-- Source records follows --

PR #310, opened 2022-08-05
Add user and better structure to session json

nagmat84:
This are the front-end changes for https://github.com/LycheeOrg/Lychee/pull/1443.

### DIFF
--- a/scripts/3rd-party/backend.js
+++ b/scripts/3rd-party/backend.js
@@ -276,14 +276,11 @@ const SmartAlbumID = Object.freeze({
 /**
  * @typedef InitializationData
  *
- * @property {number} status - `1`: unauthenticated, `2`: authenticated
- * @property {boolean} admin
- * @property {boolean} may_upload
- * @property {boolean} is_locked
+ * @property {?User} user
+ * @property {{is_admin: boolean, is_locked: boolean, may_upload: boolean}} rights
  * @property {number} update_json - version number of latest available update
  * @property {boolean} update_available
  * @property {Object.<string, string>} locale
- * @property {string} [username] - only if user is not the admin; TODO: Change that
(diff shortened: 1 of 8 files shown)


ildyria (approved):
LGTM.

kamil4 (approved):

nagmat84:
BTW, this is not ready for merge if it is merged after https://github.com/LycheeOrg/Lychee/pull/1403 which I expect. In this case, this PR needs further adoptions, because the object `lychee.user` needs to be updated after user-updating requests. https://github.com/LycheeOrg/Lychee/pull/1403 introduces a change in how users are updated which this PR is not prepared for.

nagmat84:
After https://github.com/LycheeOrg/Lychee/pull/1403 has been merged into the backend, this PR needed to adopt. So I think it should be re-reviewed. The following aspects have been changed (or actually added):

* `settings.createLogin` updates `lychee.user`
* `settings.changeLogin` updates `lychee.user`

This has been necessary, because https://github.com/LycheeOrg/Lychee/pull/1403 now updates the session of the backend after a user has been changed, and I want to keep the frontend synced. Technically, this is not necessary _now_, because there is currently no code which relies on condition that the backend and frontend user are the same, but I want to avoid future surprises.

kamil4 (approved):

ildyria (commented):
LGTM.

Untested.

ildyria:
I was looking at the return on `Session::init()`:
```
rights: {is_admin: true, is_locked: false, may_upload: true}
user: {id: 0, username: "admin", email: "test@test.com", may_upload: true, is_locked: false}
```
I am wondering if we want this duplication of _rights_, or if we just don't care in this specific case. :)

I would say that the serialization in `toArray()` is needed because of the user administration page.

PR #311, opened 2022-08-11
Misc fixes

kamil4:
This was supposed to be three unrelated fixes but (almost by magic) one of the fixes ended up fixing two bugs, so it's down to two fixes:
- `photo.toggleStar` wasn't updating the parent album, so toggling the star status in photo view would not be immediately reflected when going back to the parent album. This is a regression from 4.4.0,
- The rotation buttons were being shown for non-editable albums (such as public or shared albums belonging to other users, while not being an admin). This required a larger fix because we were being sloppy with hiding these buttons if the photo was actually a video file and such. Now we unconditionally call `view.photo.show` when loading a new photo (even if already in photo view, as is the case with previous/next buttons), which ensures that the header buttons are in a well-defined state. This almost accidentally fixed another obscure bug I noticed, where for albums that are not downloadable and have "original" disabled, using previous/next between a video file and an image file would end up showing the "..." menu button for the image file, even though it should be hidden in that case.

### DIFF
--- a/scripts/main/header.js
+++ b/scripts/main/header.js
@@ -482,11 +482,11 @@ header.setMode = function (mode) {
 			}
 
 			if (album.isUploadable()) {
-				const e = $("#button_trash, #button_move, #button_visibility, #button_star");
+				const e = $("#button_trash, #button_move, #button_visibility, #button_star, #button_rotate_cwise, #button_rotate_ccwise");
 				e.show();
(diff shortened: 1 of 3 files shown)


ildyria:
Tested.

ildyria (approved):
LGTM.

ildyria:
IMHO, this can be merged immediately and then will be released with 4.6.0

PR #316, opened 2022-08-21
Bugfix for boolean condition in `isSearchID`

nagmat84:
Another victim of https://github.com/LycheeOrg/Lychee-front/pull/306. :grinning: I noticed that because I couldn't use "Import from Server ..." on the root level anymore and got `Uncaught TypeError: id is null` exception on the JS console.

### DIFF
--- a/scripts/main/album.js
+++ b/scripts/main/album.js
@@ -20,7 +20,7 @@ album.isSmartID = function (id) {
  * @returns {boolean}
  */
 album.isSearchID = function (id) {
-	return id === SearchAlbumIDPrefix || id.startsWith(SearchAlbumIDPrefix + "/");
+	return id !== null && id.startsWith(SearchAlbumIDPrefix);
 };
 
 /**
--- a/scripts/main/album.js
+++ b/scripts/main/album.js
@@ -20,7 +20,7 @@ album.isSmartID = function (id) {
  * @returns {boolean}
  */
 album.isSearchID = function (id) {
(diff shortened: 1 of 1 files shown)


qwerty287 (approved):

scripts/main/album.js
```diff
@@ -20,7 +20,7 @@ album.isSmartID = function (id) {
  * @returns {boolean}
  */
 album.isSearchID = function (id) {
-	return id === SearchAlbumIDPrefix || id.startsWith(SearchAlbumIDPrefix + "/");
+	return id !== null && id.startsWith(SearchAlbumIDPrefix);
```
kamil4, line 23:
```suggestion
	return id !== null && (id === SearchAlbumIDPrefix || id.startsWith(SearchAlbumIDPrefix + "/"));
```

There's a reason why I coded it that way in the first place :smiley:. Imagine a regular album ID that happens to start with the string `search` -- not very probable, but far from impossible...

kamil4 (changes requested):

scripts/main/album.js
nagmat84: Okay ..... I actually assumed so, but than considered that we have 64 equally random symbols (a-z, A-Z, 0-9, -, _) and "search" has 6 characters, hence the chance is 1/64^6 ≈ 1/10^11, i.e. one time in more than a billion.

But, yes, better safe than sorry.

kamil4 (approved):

-- Source records concluded --

Problem requirements: List each line of the entries that holds the string "files".

Output:
(diff shortened: 1 of 8 files shown)
(diff shortened: 1 of 3 files shown)
(diff shortened: 1 of 1 files shown)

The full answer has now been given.